*** Opening RECORDS FOR THIS EXERCISE ***

PR #54, opened 2016-12-30
ToCode Solution: תרגול הרשאות

yanivmix:


15_perms_lab/permslab.txt
```diff
@@ -1,15 +1,17 @@
...
 
   - change permission of file src/main.c to r--r--r-- using chmod letter notation
-
+chmod a=r src/main.c
   - change permission of file include/player.h to r-xrw--r- using chmod octal (numbers) notation
-
+chmod 564 src/player.c
   - change permission of all files in Doc folder (without changing the permissions of Doc folder itself) to rw-------
-
+chmod 777 Doc/*.*
```
ynonp, line 8: No need for the `*.*` - In unix not all files have extension so we use the simpler `Doc/*`

Also you were asked to grant permission rw only, so 777 is the wrong number here. You'll need: `chmod 600 Doc/*`

15_perms_lab/permslab.txt
```diff
@@ -1,15 +1,17 @@
...
   - change permission of "lib" folder and all files and subdirectories inside it to rwxrwxrwx
-
+chmod 777 l*/*.* or chmod -R 777 lib
 2. create a new directory named "test" and inside an empty file named "secret". Change permissions of the file "secret" to ---------. Can you delete the file secret? can you delete the folder test? why?
-
+I can delete the empty file: rm test/secret
+Cannot delete test, since it is a folder (Need to use rm -r)
```
ynonp, line 13: Not exactly. It is a folder and you do need `rm -r` but that's not enough. As `test` folder has no write permission, you can't delete the file `secret` that lies inside, and without it being deleted, the folder itself can't be deleted.

15_perms_lab/permslab.txt
```diff
@@ -1,15 +1,17 @@
...
 3. Read the output of "help umask". Explain in your own words what umask does, and how would you use it to set new files permissions to ------r--
-
+Gives you the option to change the defaults riths upon creation of files and folders
+There is a need to change the umask to 003, in order to set the files permissions to ------r--
```
ynonp, line 16: umask sets a negative bit mask, so we'll want the opposite. An enabled bit in the umask is actually a `-`, i.e. no permission on the result. So the correct umask here is:
`umask 662`
Turning off rw for owner and group, and write for other. What's left is just the "r" permission for others

ynonp (approved):

ynonp:
I just noticed there was a mistake in the question regarding the directory with write protected file inside. The question should have asked you to remove permissions from `test` folder itself (not the file inside). As it goes please ignore the question and related comment. 

Sorry for the confusion.

PR #55, opened 2016-12-30
ToCode Solution: תרגול הרשאות

dovron:


15_perms_lab/permslab.txt
```diff
@@ -2,14 +2,61 @@
...
+tocode@tocode-VirtualBox:~/wildcards$ ll lib/
+total 8
+drwxrwxrwx 2 tocode tocode 4096 Dec 24 14:18 ./
+drwxrwxr-x 7 tocode tocode 4096 Dec 24 14:19 ../
+-rwxrwxrwx 1 tocode tocode    0 Dec 24 14:18 zlib.c*
+  
 2. create a new directory named "test" and inside an empty file named "secret". Change permissions of the file "secret" to ---------. Can you delete the file secret? can you delete the folder test? why?
 
-3. Read the output of "help umask". Explain in your own words what umask does, and how would you use it to set new files permissions to ------r--
+Yes, it possible because we have admin permissions
```
ynonp, line 53: Not exactly. Using normal "rm -r test" fails no matter which user you are because the file "secret" inside prevents the folder from being deleted. As there are no write permissions on the folder, rm -r can't automatically remove all files inside.

But as you said it is possible to delete if we first grant write+execute permission on the folder itself using `chmod 777 test`. Only then can we `rm -rf test` successfully

15_perms_lab/permslab.txt
```diff
@@ -2,14 +2,61 @@
...
 
+3. Read the output of "help umask". Explain in your own words what umask does, and how would you use it to set new files permissions to ------r--
 
+umask 773
+tocode@tocode-VirtualBox:~/wildcards$ umask -S
+u=,g=,o=r
+tocode@tocode-VirtualBox:~/wildcards$ touch test
+tocode@tocode-VirtualBox:~/wildcards$ ll test
+-------r-- 1 tocode tocode 0 Dec 30 15:34 test
```
ynonp, line 62: 👍

ynonp (approved):

ynonp:
I just noticed there was a mistake in the question regarding the directory with write protected file inside. The question should have asked you to remove permissions from `test` folder itself (not the file inside). As it goes please ignore the question and related comment. 

Sorry for the confusion.

PR #57, opened 2016-12-30
ToCode Solution: תרגיל Links

dovron:


18_links_lab/linkslab.txt
```diff
@@ -4,17 +4,89 @@ Preparation: Perform the following  (no need to write the commands you used):
...
+python
+java
+shell script
+
+yes, we can see file4 - becuse of hard links.
+file2 is still ok , without any error
+
 3. How can you tell that "file2" and "file4" refer to the same file?
+
+they have the same ID (1)
```
ynonp, line 87: That column is not an ID but the total number of hard links to a file. The fact that "1" is written there is a bit alarming, since if hard links were created correctly it should have been "2".

Scrolling up I can see you created the hard link with `ln file1 file4` which probably explains it (should have been `ln file2 file4`).

The command `ls -li` prints a unique ID for each file called inode number. Try to use that and you'll see the numbers on the first column such as:

```
150619833 -rw-r--r--  1 ynonperek  staff  0 Jan  3 11:45 fil1
150619834 -rw-r--r--  2 ynonperek  staff  0 Jan  3 11:45 file2
150619834 -rw-r--r--  2 ynonperek  staff  0 Jan  3 11:45 file4
```

As you can see file2 and file4 have the same inode number

ynonp (approved):

PR #59, opened 2016-12-31

yanivmix:


22_pipeslab/pipeslab.txt
```diff
@@ -1,21 +1,23 @@
...
 
   4. Modify (1) and (2) to count files only (no directories)
   Answer:
+1: ls -l | tail -n +2 | cut -c1 | grep - | cut -c4 | grep x | wc | cut -c6-7
+2: ls -l | tail -n +2 | cut -c1 | grep - | cut -c4,7,10 | grep x | wc | cut -c6-7
 
-  5. The command /sbin/ifconfig shows information regarding the machine's network interfaces. Use the command to print only the IP address of the machine. Remember not to show the special loopback address 127.0.0.1
-
+5. The command /sbin/ifconfig shows information regarding the machine's network interfaces. Use the command to print only the IP address of the machine. Remember not to show the special loopback address 127.0.0.1
+/sbin/ifconfig | grep 'inet ' | head -1
```
ynonp, line 18: I suggest adding `grep -v 127.0.0.1` to the pipeline to remove 127.0.0.1 from the result. Also a `grep -v inet6` is sometimes required to remove IPv6 addressed. In sum you'd want:

```
/sbin/ifconfig | grep inet | grep -v inet6 | grep -v 127.0.0.1 | head -1
```

22_pipeslab/pipeslab.txt
```diff
@@ -1,21 +1,23 @@
...
 6. Joe wanted to sort a text file in place so he tried to run the command "sort myfile.txt > myfile.txt". What happened to the file? Why?
-
+all the values that were in the file were deleted. Problem is that he tries to run sort on a file and not in the content. Should be something like "cat myfile.txt | sort"
```
ynonp, line 20: Not exactly. `sort file` works very well and prints its contents sorted. Also you can try `cat file.txt | sort > file.txt` and get the file deleted again.

The problem is the order bash performs output redirects. A `>` is first executed and truncates contents of the file. Then everything else is read and executed, but unfortunately file is already empty so cat / sort see no contents.

Sort has a switch for such a use case: `-o` Using it you can sort a file in place: `sort file.txt -o file.txt`

22_pipeslab/pipeslab.txt
```diff
@@ -30,5 +32,9 @@ $ who | cut -d ' ' -f 3 | sort | uniq -c
 What was printed? Why? Fix the command line to get the output:
 2 Dec
 2 Nov
+Only the result of the uniq number from the count operation.
+It was because of the parameter "f" that was sent to the sort and uniq
+who | cut -d ' ' -f 17 | sort | uniq -c
+
```
ynonp, line 38: Partially works. `who` has different output style on each machine and the number 17 which works for you may not be correct for someone else.

The reason cut is wrong is its unable to work well with duplicate spaces. A better solution would be to remove the duplicate spaces before the command and use:

` who | tr -s ' ' | cut -d ' ' -f 3 | sort | uniq -c`

ynonp (approved):

PR #60, opened 2016-12-31
ToCode Solution: תרגול find

yanivmix:


24_find_lab/findlab.txt
```diff
@@ -1,24 +1,25 @@
...
+find ./tmp -user ym
   -. All files and directories not owned by you in /tmp folder
-
+find ./tmp ! -user ym
   -. All files, folders and links in your home folder whose name ends with a ".c"
-
+find . -name "*.c"
   -. All files in your home folder whose name starts with an "a", "e", "i", "o" or "u"
-
+find . -name "a*.*" -o -name "e*.*" -o -name "i*.*" -o -name "o*.*" -o -name "u*.*"
```
ynonp, line 10: 1. Don't use `*.*` in Unix as a default. Many files don't have extensions so a simple `*` is better. 

2. A nicer glob is the bracket, so you can use `find . -name "[aeiou]*"`

ynonp (approved):

PR #66, opened 2017-01-02

everybodyls:


30_regexp_lab/relab.txt
```diff
@@ -1,17 +1,19 @@
 Use grep to print only the lines from "input" for which:
 
 1. There is a binary number in the line
+	cat input |grep -a [0-9]
```
ynonp, line 4: Not sure `-a` is required here (usually it's used for grepping binary files)

ynonp: A binary number is one that has 0s and 1s only. For example the line `The number 01010100 is binary` has a binary number while the line `The number 90 is not` does not have one.

A regular expression would need to check if a single word in the line is completely made up from 0s and 1s only. The grep command for that is: `grep -w [01]+`
Its meaning: Search for a sequence (one or more) of the characters 0 and 1, that appear as a word in itself, due to the -w switch.

30_regexp_lab/relab.txt
```diff
@@ -1,17 +1,19 @@
...
 
 2. There is an even binary number in the line
-
+	cat input |grep -a *[0-9]
```
ynonp, line 7: An even binary number is a binary number that ends in 0. Given the answer of (1), the correct solution here is `grep -w [01]*0`. Its meaning:

Search for a sequence of 0 or more characters from group (0,1), followed by a single 0, and as its own word.

30_regexp_lab/relab.txt
```diff
@@ -1,17 +1,19 @@
...
 3. Line includes a hexadecimal number
-
+	cat input |grep '[xNN]'
```
ynonp, line 9: A hexa decimal number can either start in 0x or not, and in any case it is followed by normal digits. The regexp is therefore '(0x)?[0-9]+' which means the sequence 0x may appear (0 or 1 times), and after it a sequence of 1 or more normal digits

30_regexp_lab/relab.txt
```diff
@@ -1,17 +1,19 @@
...
 4. Line starts with a lowercase letter
-
+	cat input |grep ^[a-z]
 5. Line is not empty
-
+	cat input|grep -v -e '^$'
 6. Line starts with a lowercase letter and ends in a number
-
+	cat input |grep ^[a-z] $[0-9]
```
ynonp, line 15: A space in regular expression translates to a space, not to an AND. To create an AND you need to add another grep for example: `cat input | grep '^[a-z]'|grep '[0-9]$'`

Also, note $ must appear as the last character for it represents end-of-line

ynonp (approved):

PR #70, opened 2017-01-02

maximus777666:


22_pipeslab/pipeslab.txt
```diff
@@ -3,19 +3,106 @@ For each of the following, type a single command line that performs:
   1. Print the number of lines from "ls -l" which represent a path that has execute permission to their owner.
   Answer: 
 
+maxim@maxim-virtual-machine:~$ ls -l | grep '^...x' | cut -d' ' -f3,9
```
vitalipe, line 6: what's clever! but you need to count the lines.. there's a nice command called ``wc`` (Word Count):
```
wc -l # count lines
wc -c # count characters
wc -w # count words
```

22_pipeslab/pipeslab.txt
```diff
@@ -3,19 +3,106 @@ For each of the following, type a single command line that performs:
...
+maxim Videos
+maxim wildcards
+
+
+  
   2. Print the number of lines from "ls -l" which represent a path that has execute permission to their owner, group and others.
   Answer: 
 
+  maxim@maxim-virtual-machine:~$ ls -l | grep '^...x..x..x' | cut -d' ' -f3,9
+maxim Desktop
```
vitalipe, line 25: again ```wc``` :)

22_pipeslab/pipeslab.txt
```diff
@@ -3,19 +3,106 @@ For each of the following, type a single command line that performs:
...
+maxim Templates
+maxim tmp
+maxim Videos
+maxim wildcards
+
+  
   3. Print the number of lines from "ls -l" which represent paths that were modified today (no matter which day we run the command)
   Answer: 
+  
+maxim@maxim-virtual-machine:~$ ls -l | grep $(date | cut -d' ' -f3)
```
vitalipe, line 41: the usage of ```cut``` here is very problematic here.. there is just too much that can break(for example on my machine -f4 works) .. 

I would use the format  string to date that you learned in chapter 1:
```date "+%b %e```
and actually call date twice, like so:
```
grep "$(date +%b)\s* $(date +%e)"
```

the ```\s* ``` part means at least one space

and then ```wc``` ;)

File: 22_pipeslab/pipeslab.txt [hunk 4]
```diff
@@ -3,19 +3,106 @@ For each of the following, type a single command line that performs:
...
+-rwxrwxrwx  1 maxim maxim     0 Jan  2 20:24 file.test
+-rwxrwxr-x  1 maxim maxim   126 Dec 29 17:03 hw.7
+
+
+  
+  5. The command /sbin/ifconfig shows information regarding the machine's network interfaces. Use the command to print only the IP address of the machine. 
+  Remember not to show the special loopback address 127.0.0.1
+
+
+maxim@maxim-virtual-machine:~$ ifconfig | egrep '([0-9]{1,3}\.){3}[0-9]{1,3}' | grep Bcast | cut -d ':' -f 2 | cut -d' ' -f 1                                           10.61.40.39
```
vitalipe, line 94: that's pretty clever.. but I would not use the ```egrep``` pattern here maybe just ```grep "inet addr:"```

22_pipeslab/pipeslab.txt
```diff
@@ -3,19 +3,106 @@ For each of the following, type a single command line that performs:
...
+10.61.40.39
+
+  
 6. Joe wanted to sort a text file in place so he tried to run the command "sort myfile.txt > myfile.txt". What happened to the file? Why?
 
+Blank file after running the command
+second form running the command, filename doesn't delete anything from the file - it only creates an empty file if one did not exist,
```
vitalipe, line 101: bash will process the redirection first, then it executes the command...so by the time ```sort``` looks at the file, it's empty!

PR #74, opened 2017-01-03

everybodyls:


vitalipe:
@caspib well done! :)

vitalipe:
BTW not sure if Ynon mentioned it, but aliases are used all over the place in modern linux systems..  the command ```type``` allows you to see the alias:
```
vitali@Tux:~/tmp$ type ls
ls is aliased to `ls --color=auto'
vitali@Tux:~/tmp$ type grep
grep is aliased to `grep --color=auto'
vitali@Tux:~/tmp$ 
```

PR #75, opened 2017-01-04
ToCode Solution: תרגול find

maximus777666:


24_find_lab/findlab.txt
```diff
@@ -1,24 +1,140 @@
...
+drwx------ 3 root  root  4096 Jan  4 09:39 systemd-private-07794fef300641d3a64d3c789b0d3e70-systemd-timesyncd.service-JiwDox
+-rw-rw-r-- 1 maxim maxim    0 Jan  4 09:42 test1.maxim
+-rw-rw-r-- 1 maxim maxim    0 Jan  4 09:42 test2.maxim
+-rw-rw-r-- 1 maxim maxim    0 Jan  4 09:42 test.maxim
+
+
+
+  maxim@maxim-virtual-machine:/tmp$ find . -exec ls -l \; | grep $(whoami) | uniq
+  
+  ** I don't understabd why it print all 4 times, and why "uniq" is not working.
```
vitalipe, line 22: it will invoke ```ls -l``` each time a file is matched (and in this case for every file!)... 

as for ```uniq``` note that this command **by default** will remove identical and adjacent lines, here watch this:
```
vitali@Tux:~/tmp$ cat demo.txt 
wow!
wow!
wow!
moooo!
wow!
vitali@Tux:~/tmp$ uniq demo.txt 
wow!
moooo!
wow!
vitali@Tux:~/tmp$ 
```

you need to pass the ```-u``` flag, if you want unique lines:
```
vitali@Tux:~/tmp$ uniq -u demo.txt 
moooo!
wow!
```

vitalipe: also note that ```-exec``` option allows you to pass the matched file name to your command. just add ```{}``` and it will replace it for you. 
try: ```find ./ -exec echo {} \;``` to see it in action :) 

also your solution with grep & whoami is very creative, but ```find``` supports an option called ```-user``` that will do all the hard work ;)

vitalipe: and there's a ```-type``` flag that allows you specify file type :)
so a complete command might look like this:
``` find ./ -type f -user maxim```

File: 24_find_lab/findlab.txt [hunk 2]
```diff
@@ -1,24 +1,140 @@
...
+-rw-rw-r-- 1 maxim maxim     2 Jan  4 10:08 a.txt.bak
+-rw-rw-r-- 1 maxim maxim     2 Jan  4 10:02 b.txt
+-rw-rw-r-- 1 maxim maxim     2 Jan  4 10:08 b.txt.bak
+-rw-rw-r-- 1 maxim maxim     2 Jan  4 10:02 c.txt
+-rw-rw-r-- 1 maxim maxim     2 Jan  4 10:08 c.txt.bak
+-rw-rw-r-- 1 maxim maxim     0 Jan  4 09:42 test1.maxim
+-rw-rw-r-- 1 maxim maxim     0 Jan  4 09:42 test2.maxim
+-rwxrwxrwx 1 maxim maxim     0 Jan  4 09:42 test.maxim
+
+It prints all X4 times
```
vitalipe, line 37: ^ same as above ;)

24_find_lab/findlab.txt
```diff
@@ -1,24 +1,140 @@
...
+  
+  
 
   -. All files and directories not owned by you in /tmp folder
+  
+  user root,test
```
vitalipe, line 43: there's a cool neat feature to ```find``` that allows you to invert the next flag it's called ```-not``` so this command:
``` find ./ -not -user maxim``` 
will print all the files that are not owned by you.

File: 24_find_lab/findlab.txt [hunk 4]
```diff
@@ -1,24 +1,140 @@
...
+./wildcards/src/main.c
+./wildcards/src/player.c
+./wildcards/Doc/test.c
+./test1.c
+./lab/test2.c
+
 
   -. All files in your home folder whose name starts with an "a", "e", "i", "o" or "u"
+  
+  maxim@maxim-virtual-machine:~$ find . * | grep "^[a,e,i,o,u]"
```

*** Closing RECORDS FOR THIS EXERCISE ***

▶ WHAT YOU NEED TO DO: Lines holding the word "sequence" are the answer; copy every one from the records above.

▶ TASK SOLUTION:
Its meaning: Search for a sequence (one or more) of the characters 0 and 1, that appear as a word in itself, due to the -w switch.
Search for a sequence of 0 or more characters from group (0,1), followed by a single 0, and as its own word.
ynonp, line 9: A hexa decimal number can either start in 0x or not, and in any case it is followed by normal digits. The regexp is therefore '(0x)?[0-9]+' which means the sequence 0x may appear (0 or 1 times), and after it a sequence of 1 or more normal digits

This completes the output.